Speaking to journalists, he said: “I’m not embarrassed that China is investing in British nuclear power, or has shares in Heathrow airport, or Thames Water, or Manchester airport. I think it’s a positive sign of economic strength that we are open and welcome to Chinese investment. That gives, if you like, the British government more firepower to use the capital investment we have for more roads and railways and other things.”
The prime minister paved the way for a message of collaboration last week when he told an audience at the V&A museum: “I’m very interested in what’s happening in terms of high speed rail in China . . . In terms of HS2, I very much welcome Chinese investment into British infrastructure.”

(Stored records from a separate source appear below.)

PR #1013, opened 2020-12-08
KV map fixes

larryk85:
## Change Description

During some dogfooding by b1bart.  We uncovered a few simple bugs.  These are the quick fixes and associated tests that should've been there to begin with and some to ensure we don't regress.

## API Changes
- [ ] API Changes

## Documentation Additions
- [ ] Documentation Additions

### DIFF
--- a/libraries/eosiolib/contracts/eosio/eosio.hpp
+++ b/libraries/eosiolib/contracts/eosio/eosio.hpp
@@ -9,7 +9,6 @@
 #include "multi_index.hpp"
 #include "dispatcher.hpp"
 #include "contract.hpp"
-#include "../../core/eosio/reflect.hpp"
 
 #ifndef EOSIO_NATIVE
 static_assert( sizeof(long) == sizeof(int), "unexpected size difference" );
--- a/libraries/eosiolib/contracts/eosio/eosio.hpp
+++ b/libraries/eosiolib/contracts/eosio/eosio.hpp
@@ -9,6 +9,7 @@
 #include "multi_index.hpp"
 #include "dispatcher.hpp"
 #include "contract.hpp"
+#include "../../core/eosio/reflect.hpp"
 
 #ifndef EOSIO_NATIVE
 static_assert( sizeof(long) == sizeof(int), "unexpected size difference" );
--- a/libraries/eosiolib/contracts/eosio/map.hpp
+++ b/libraries/eosiolib/contracts/eosio/map.hpp
@@ -431,7 +431,8 @@ namespace eosio::kv {
          }
 
          inline bool empty() const {
-            auto it = lower_bound("");
+            iterator_t it = {owner};
+            it.lower_bound(key_type{""});
             return it == end();
          }
 
@@ -498,6 +499,19 @@ namespace eosio::kv {
 
          friend iterator_t;
 
+         static detail::packed_view get_tmp_buffer(std::size_t size_needed=0) {
+            constexpr std::size_t max_size = 512;
+            static char static_data[max_size];
+            static std::vector<char> dynamic_data = {0};
+            if (size_needed > max_size) {
+               if (dynamic_data.size() < size_needed)
+                  dynamic_data.resize(size_needed);
+               return {dynamic_data.data(), size_needed};
+            } else {
+               return {&static_data[0], size_needed};
+            }
+         }
+
       protected:
          constexpr static inline name index_name = name{IndexName};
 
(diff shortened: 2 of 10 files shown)


tests/unit/test_contracts/kv_map_tests.cpp
```diff
@@ -138,4 +139,45 @@ class [[eosio::contract]] kv_map_tests : public eosio::contract {
...
+   void constrct() {
+      using map_t = eosio::kv::map<"map"_n, float, eosio::time_point>;
+      map_t m = {{13.3f, eosio::time_point{}}};
+
+      m[13.3f] = eosio::time_point{eosio::microseconds{(int64_t)13}};
+
+      auto iter = m.find(13.3f);
+      auto val = iter->second();
+      auto expected = eosio::time_point{eosio::microseconds{(int64_t)13}};
+      eosio::check(val == expected, "should be equal and not fail to compile");
```
linhuang-blockone, line 180: Can you also check the size of m is 1, and m.find(12.0f) returns null.

linhuang-blockone (approved):

libraries/eosiolib/contracts/eosio/eosio.hpp
```diff
@@ -9,6 +9,7 @@
 #include "multi_index.hpp"
 #include "dispatcher.hpp"
 #include "contract.hpp"
+#include "../../core/eosio/reflect.hpp"
```
b1bart, line 12: Do we have a guideline for what does and does not go into `eosio/eosio.hpp`

This seems like something more appropriately pushed down into the headers (like map.hpp or producer_schedule.hpp). It seems that at least in this header map.hpp precedes the inclusion of reflect.hpp and map.hpp uses the CDT_REFLECT macro.

b1bart (changes requested):

tests/unit/test_contracts/kv_map_tests.cpp
larryk85: Sure.

libraries/eosiolib/contracts/eosio/eosio.hpp
larryk85: We do.  It is something that would be used by people in a lot of cases.  Historically, eosio.hpp is supposed to be a catchall header for a one header-include for the majority of normal operations.  After this release, the old EOSLIB_SERIALIZE macro is just going to be replaced full sail with the CDT_REFLECT.  They are fundamentally different in how they work, but allow for the same things to be done, but CDT_REFLECT allows for a lot more to be done on custom data types.  Users might have to use it with their custom structs for constructing a key, it is determined by a few separate factors (i.e. PFR fails because it is not a POD type and those types of situations.

libraries/eosiolib/contracts/eosio/map.hpp
```diff
@@ -498,6 +499,19 @@ namespace eosio::kv {
 
          friend iterator_t;
 
+         static detail::packed_view get_tmp_buffer(std::size_t size_needed=0) {
```
b1bart, line 502: moving this helped `::materialize` compile to the next error which only occurs when using accessing `const` iterator:

```
/include/eosiolib/contracts/eosio/map.hpp:262:13: error: 'this' argument to member function 'materialize' has type 'const eosio::kv::detail::iterator<false, eosio::kv::map<...> >', but function is not marked const
            materialize();
            ^~~~~~~~~~~
```

tests/unit/test_contracts/kv_map_tests.cpp
```diff
@@ -138,4 +139,48 @@ class [[eosio::contract]] kv_map_tests : public eosio::contract {
...
+
+   [[eosio::action]]
+   void constrct() {
+      using map_t = eosio::kv::map<"map"_n, float, eosio::time_point>;
+      map_t m = {{13.3f, eosio::time_point{}}};
+
+      m[13.3f] = eosio::time_point{eosio::microseconds{(int64_t)13}};
+
+      auto iter = m.find(13.3f);
+      auto val = iter->second();
```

Chinese investment in HS2 could be seen as lacquering the controversial on the controversial - building on Chinese ownership of British infrastructure projects and, in this case, one that appears to be increasingly unpopular at home. The £50bn scheme faced fresh criticism last week as the Telegraph reported that a Telegraph/ICM survey had found that only three per cent of voters thought the scheme will be delivered on time and on budget. And when it comes to governmental support, more than two thirds want to scrap or stop the project whilst other avenues are considered.
But Chinese technologies are developing and being utilised very quickly. Over the last five years the country has built the biggest high speed rail network in the world, reaching almost 10,000km of track. And, despite international safety fears after the 2011 crash that killed 40 people, it is now looking to sell it technologies worldwide.